Go through the records line by line and work out how many lines hold the word "view". Answer with the number only.

◆ Given data:
________________________________________
PR #2315, opened 2019-08-08
Fix branch button alignment

notlmn:
The markup for navigation bar on repo tree is different from that of a single file page. This causes the insertion of a `div` before breadcrumbs whose parent is not a flex container to push breadcrumbs element to the bottom, even when there is enough space, Leading to a slightly broken view on repo tree pages.

## Before view for file and repo tree
branch-buttons-before

## After view for file and repo tree
branch-buttons-after

### DIFF
--- a/source/features/branch-buttons.css
+++ b/source/features/branch-buttons.css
________________________________________
◆ Result of this task: 3